CN202266430U - Variable-capacity two-stage enthalpy increasing compressor and air conditioning system

Info

Publication number: CN202266430U
Application number: CN 201120411531
Authority: CN
Inventors: 邹鹏
Original assignee: Zhuhai Gree Energy Saving Environmental Protection Refrigeration Technology Research Center Co Ltd
Current assignee: Zhuhai Gree Energy Saving Environmental Protection Refrigeration Technology Research Center Co Ltd
Priority date: 2011-10-25
Filing date: 2011-10-25
Publication date: 2012-06-06
Anticipated expiration: 2021-10-25

Abstract

The utility model discloses a variable-capacity two-stage enthalpy increasing compressor. The compressor comprises a compressor body and a liquid separator, wherein the compressor body comprises an upper cylinder, a clapboard, a lower cylinder, a lower flange, a compressor exhaust pipe and an enthalpy increasing pipe; the lower cylinder is provided with a first air suction opening, a slip sheet groove, an exhaust opening and a second air suction opening which is communicated with the tail of the slip sheet groove; the liquid separator comprises a liquid separator air inlet pipe and a first liquid separator exhaust pipe; the first liquid separator exhaust pipe is communicated with the first air suction opening of the lower cylinder; the exhaust opening is communicated with an inner cavity of the upper cylinder through a bypass exhaust pipe; a valve is arranged on the bypass exhaust pipe; and the second air suction opening is selectively communicated with the liquid separator air inlet pipe and the compressor exhaust pipe. The capacity of the variable-capacity two-stage enthalpy increasing compressor can be adjusted in a single-stage or double-stage switching mode, and the compressor can be safely and reliably applied in an ultralow temperature environment with the temperature of less than -20 DEG C and has high heating capacity and a high energy efficiency ratio. Simultaneously, the utility model also discloses an air conditioning system using the compressor.

Description

A kind of varying capacity twin-stage increases enthalpy compressor and a kind of air-conditioning system

Technical field

The utility model relates to compressor, and especially a kind of varying capacity twin-stage increases the enthalpy compressor, and uses this varying capacity twin-stage to increase the air-conditioning system of enthalpy compressor.

Background technique

The energy resources of China are very limited, and ecological environmental pollution is serious day by day with destruction, and energy-conservation and ecological, environmental protective has become the serious day by day problem of China; Therefore; In recent years, country has put into effect a series of policy, has accelerated the product development work of energy-saving, emission-reducing, environment friendly; Under this big environmental background, the varying capacity technology is arisen at the historic moment.The varying capacity technology is the capacity regulating technology between constant speed machine and frequency changer, can carry out the adjusting of a constant volume according to the variation of room load, has tangible power savings advantages; Owing to there is not complicated frequency-variable controller, more common frequency changer more has superiority on cost simultaneously.Yet because the pressure of inspiration(Pi) of ultralow temperature lower compression machine is little, exhaust pressure is big, and the pressure ratio of compressor is very big, causes delivery temperature very high, and therefore, common variable conpacitance compressor can not be applied to ultra-low temperature surroundings; And; Common variable conpacitance compressor receives the restriction of structure, the various gaps that exist between the cylinder interior part, and too high pressure reduction can cause refrigerant from these clearance leakages; Thereby can form bigger leakage and frictional loss, heating performance and reliability under this bad working environments environment are all undesirable.

Summary of the invention

The utility model first technical problem to be solved is, provides a kind of varying capacity twin-stage to increase the enthalpy compressor, and it can be applied to ultra-low temperature surroundings, and heating capacity under ultralow temperature and reliability height.

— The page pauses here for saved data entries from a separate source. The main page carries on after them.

PR #1852, opened 2018-12-18
fix: validators checking aliased param instead of original one

glaucocustodio:
Hi folks.

I've pointed a scenario and I would like to hear from you whether it is a bug or not.

Please, see the comments next the code.


spec/grape/validations/params_scope_spec.rb
```diff
@@ -155,6 +155,16 @@ def initialize(value)
...
     end
+
+    it do
+      subject.params do
+        requires :foo, as: :bar, allow_blank: false
+      end
+      subject.get('/alias-not-blank-with-value') {}
+      get '/alias-not-blank-with-value', foo: 'any'
+
+      expect(last_response.status).to eq(200)
```
glaucocustodio: I get status 400 here with the `last_response.body` = `foo is empty`.

As the alias (`as`) is called before the `allow_blank`, it deletes the `foo` key from `params` and sets `params[:bar]` with its value.

Given that alias is just for internal usage (inside `get` block I mean), I think this should not fail, cause the `foo` param was given as expected. Do you agree?

myxoh: I'd tend to agree that this looks like a bug to me. Could you open an issue for this?

myxoh: (Thanks for looking at this!)

dblock:
Looks like a bug.

lib/grape/validations/params_scope.rb
```diff
@@ -293,6 +293,8 @@ def validates(attrs, validations)
         # type casted values
         coerce_type validations, attrs, doc_attrs, opts
 
+        move_alias_to_end(validations)
```
dblock: This isn't reused, and we do a ton of things above, so I would just inline the two lines of the method here.

I think `delete` also always makes a copy, and we should assume a `nil` value is a thing, so to be consistent I what we do above:

```ruby
# explain why
validations[:as] = validations.delete(:as) if validations.key?(:as)
```

dblock: Errrr.... re-reading the code we move that `:as` to the "end". I understand why it works, but feels to me that it's wrong to rely on the order in `validations`.

glaucocustodio: I agree that relying on the order is not good, but that was the easier way I found to fix the bug so far.

Another approach would be set a variable to let others validators know about alias, but it seems to be a bigger change and I am not sure whether the outcome would be worth..

Please let me know whether you have more ideas.

dblock: I just don't think we _can_ use on this approach to work reliably. There're no ordering guarantees. I think extracting `as` somehow is the proper way of doing it. Give it a try! We're here to help.

glaucocustodio: Check the new approach now please. Build is failing because of rubocop `lib/grape/endpoint.rb:6:3: C: Class has too many lines. [295/288]`.

dblock: Run `rubocop -a ; rubocop --auto-gen-config` for this.

lib/grape/endpoint.rb
```diff
@@ -319,7 +320,14 @@ def build_helpers
       Module.new { helpers.each { |mod_to_include| include mod_to_include } }
     end
 
-    private :build_stack, :build_helpers
+    def remove_aliased_params
+      return unless route_setting(:aliased_params)
```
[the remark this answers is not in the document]
glaucocustodio: We were removing the original param key inside the `as` validator, but I removed it (https://github.com/ruby-grape/grape/pull/1852/files#diff-edf496041c46c5c44b88a165b3b32206L11) to place the removal after all validators have run.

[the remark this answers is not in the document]
glaucocustodio: I don't think `key?` is necessary..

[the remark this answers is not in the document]
dblock: I mean `key?` is faster, and more ideomatic, too, because it allows for `nil` value and returns `true` in that case. We should never have a `nil` value assigned here, so that seems "better". Either way it's NBD.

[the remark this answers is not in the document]
dblock: I am a little slow :)

Why does removing the original param key _after_ all validators have run fix this issue?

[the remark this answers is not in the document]
dblock: Nevermind, I re-read the comment below, I get it now.

dblock:
Merged, thank you.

The utility model second technical problem to be solved is, provides a kind of and uses above-mentioned varying capacity twin-stage to increase the air-conditioning system of enthalpy compressor.

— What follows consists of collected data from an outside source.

PR #1856, opened 2019-01-30
Minor cleanup to README.md in a few places

hmuar:

PR #1857, opened 2019-01-31
CI, relax rules for "rack_edge" builds

dm1try:
test only a single job and allow failures

ref https://github.com/ruby-grape/grape/pull/1856#issuecomment-459153246

### DIFF
--- a/.travis.yml
+++ b/.travis.yml
@@ -2,6 +2,10 @@ language: ruby
 
 sudo: false
 
+# "gemfile" is required for "allow_failures" option,
+# see https://docs.travis-ci.com/user/customizing-the-build/#matching-jobs-with-allow_failures
+gemfile:
+
 matrix:
   include:
     - rvm: 2.5.3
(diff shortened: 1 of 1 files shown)


.travis.yml
```diff
@@ -2,6 +2,10 @@ language: ruby
 
 sudo: false
 
+# "gemfile" is required for "allow_failures" option,
+# see https://docs.travis-ci.com/user/customizing-the-build/#matching-jobs-with-allow_failures
+gemfile:
```
dm1try: not sure if this is needed, as our `.travis.yml` already do not follow 
> When matching jobs against the definitions given in allow_failures, all conditions in allow_failures must be met exactly, and all the keys in allow_failures element must exist in the top level of the build matrix (i.e., not in matrix.include).

or I'm missing something :)

dm1try:
it might be worth considering whether we need a tracking issue for the breaking changes that are related to `rack`(see the referenced comment)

The technological scheme that above-mentioned first technical problem that solves the utility model adopts is: a kind of varying capacity twin-stage increases the enthalpy compressor; It comprises compressor body and liquor separator; Compressor body comprises upper cylinder, dividing plate, lower cylinder, lower flange, compressor exhaust pipe and increases the enthalpy pipe; Lower cylinder has first intakeport and vane slot; Vane slot is an afterbody away from an end at lower cylinder center, and liquor separator comprises the liquor separator suction tude and the first liquor separator outlet pipe, and the first liquor separator outlet pipe is communicated with first intakeport of said lower cylinder; Also be provided with relief opening that is communicated with its inner chamber and second intakeport that is communicated with said vane slot afterbody on the said lower cylinder; Said relief opening is communicated with the inner chamber of said upper cylinder through by-pass stack, and first valve is housed on by-pass stack, and said second intakeport optionally is communicated with said liquor separator suction tude and said compressor exhaust pipe through second valve.

Preferably, said second valve is a three-way valve, and three mouths of this three-way valve are communicated with through second intakeport of connecting tube with said liquor separator suction tude, said compressor exhaust pipe and said lower cylinder respectively.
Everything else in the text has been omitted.